# 7-yr-old fires Dad's pd weapon



## PBC FL Cop (Oct 22, 2003)

*LEOMINSTER- *The 7-year-old son of a city police officer fired his father's service weapon inside the police station, said Police Chief Peter F. Roddy.

The bullet went into a ceiling, but nobody works in the area above the ceiling, he said.

"We are very lucky nobody was injured," Chief Roddy said. 

The boy's father and three other police officers were in the room at the time of the accidental discharge, which happened Thursday, Chief Roddy said.

The officer, whom the chief would not identify, was off duty when he stopped by the station around 1:30 p.m. with his son on a school vacation day, the chief said.

While in an isolated, "non-public" portion of the building, the officer wanted to show someone a demonstration model of a holster for his service revolver, a semi-automatic SigSauer P226, the chief said.

As a safety precaution, the officer unloaded the gun, then handed it and the holster to another officer, Chief Roddy said.

When the officer took back the gun, he reloaded it by putting in the magazine, closing the chamber, and releasing one bullet into the chamber, the chief said.

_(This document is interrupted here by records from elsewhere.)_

PR #198, opened 2021-09-22
Show Server price per Hour / per Month

1day2die:
Comming from Issue :  https://github.com/ControlPanel-gg/dashboard/issues/196

### DIFF
--- a/resources/views/servers/index.blade.php
+++ b/resources/views/servers/index.blade.php
@@ -84,8 +84,12 @@
                                         <td>{{$server->product->backups}}</td>
                                     </tr>
                                     <tr>
-                                    <td>Price per Hour: {{number_format($server->product->getHourlyPrice(),2,".")}} Credits</td>
-                                    <td>Price per Month: {{$server->product->getHourlyPrice()*24*30}} Credits</td>
+                                        <td>Price per Hour</td>
+                                        <td>{{number_format($server->product->getHourlyPrice(),2,".")}} Credits</td>
+                                    </tr>
+                                    <tr>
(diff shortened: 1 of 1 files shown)


1day2die:
image

1day2die:
> Please use proper indentation.
> Also I would keep the structure of the table the same so title left (in this case Price per month or hour) and on the right the value.
> 
> So like:
> Price per hour: 100 credits
> Price per month: 3750 credits

Ah okay.
I did it like this because the card would become so long otherwise

j122j:
What if the hourly credit usage was here?
Right/below in the same box, or in the separate box on the right, there is space there.

image

1day2die:
> What if the hourly credit usage was here?
> Right/below in the same box, or in the separate box on the right, there is space there.
> 
> image

That space is already used by this Pull Request

https://github.com/ControlPanel-gg/dashboard/pull/197


See

anondev-sudo:
Good idea

anondev-sudo:
Also there is configuration credit display name, so you should use it

anondev-sudo:
Also why is server description not displayed in server card?

1day2die:
> Also there is configuration credit display name, so you should use it

Oh snap, of course.

>Also why is server description not displayed in server card?

dunno. it never was

anondev-sudo:
You can add description table row too

AVMG20:
looks good, we do have plans on changing the server listing soon. so it might not even see daylight in main branch (not sure when si i merge it ) Good job, thanks for both pull request 👍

The officer then ejected the magazine, he said.

He placed the gun down, and while he was busy loading the magazine, his son picked up the gun and fired it, Chief Roddy said.

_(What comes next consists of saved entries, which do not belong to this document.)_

PR #1110, opened 2022-02-09
[holofix]: overlays/holo-nixpkgs/membrane-proof-service: set access to prod and dev urls

zo-el:


alastairong:
@zo-el Please point this into develop and #1094 instead. 

We have real users in pre-release who may still need to re-register.

zo-el:
K, pointed this to PR #1094 and this PR #1109 points to develop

His father told him, "You know better than that," Chief Roddy said.

The boy responded that he did not know the gun was loaded, the chief said.

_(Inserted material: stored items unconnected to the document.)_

PR #1113, opened 2022-02-10
release.nix: allow building unfree packages

cole-h:
The run-nightly-test package / module requires the google-chrome package
for puppeteer-based testing, but that is unfree. There are other
blockers preventing using other chromium-based browsers, so just allow
unfree packages.

---

Fixes https://github.com/Holo-Host/bugs-n-issues/issues/29.

---

~~I'm still rebuilding things (haven't gotten to the nightly-test yet), but it actually evaluated locally, so I'm taking that as a good sign.~~ `run-nightly-test{,as-ci}` succeeded!


peeech (approved):
Seems to be working for me too.

PR #1103, opened 2022-02-08
overlays/hydra: fix restrictEval patch

peeech:
Fixes patch that turns off restricted evaluation mode

PR #1115, opened 2022-02-11
overlays/holo-nixpkgs: override Hydra from upstream

cole-h:
The upstream package is provided under the attribute `hydra`, while the
Nixpkgs package is provided under the attribute `hydra-unstable`.


grahamc:
This is ultimately why the patches were appearing to not be applied to the new Hydra instance. I suspect this is fixing the underlying issue which #1103 was trying to fix.

peeech (approved):
:+1:

alastairong (approved):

"The young boy touched the weapon when he shouldn't have and it went off," Chief Roddy said.

The incident scared the child, he said.

It is standard procedure for Leominster officers to have a bullet loaded into the chamber of their service weapons, Chief Roddy said.

An internal investigation is being done into the incident, the chief said, adding that the officer in question is very safety-conscious.

Mayor Dean J. Mazzarella said the important thing is that nobody was hurt.

"Obviously, they're looking into the matter, and that is standard procedure," the mayor said.


----------



## Irish Wampanoag (Apr 6, 2003)

negligent!!!


----------



## NorwichAlum (Nov 5, 2005)

I dont usually bring my weapon home, but my kids know that they are not to touch it under any circumstance. I always told my son that if he asked, I would show it to him. That satisfied his curiosity.


----------



## Pvt. Cowboy (Jan 26, 2005)

NorwichAlum said:


> I dont usually bring my weapon home, but my kids know that they are not to touch it under any circumstance. I always told my son that if he asked, I would show it to him. That satisfied his curiosity.


That works well too. My brother and I knew growing up, rule #1 was to never touch our fathers firearms. When we wanted to shoot... he'd take us shooting. We respected those rules...


----------



## Killjoy (Jun 23, 2003)

> service revolver, a semi-automatic SigSauer P226, the chief said.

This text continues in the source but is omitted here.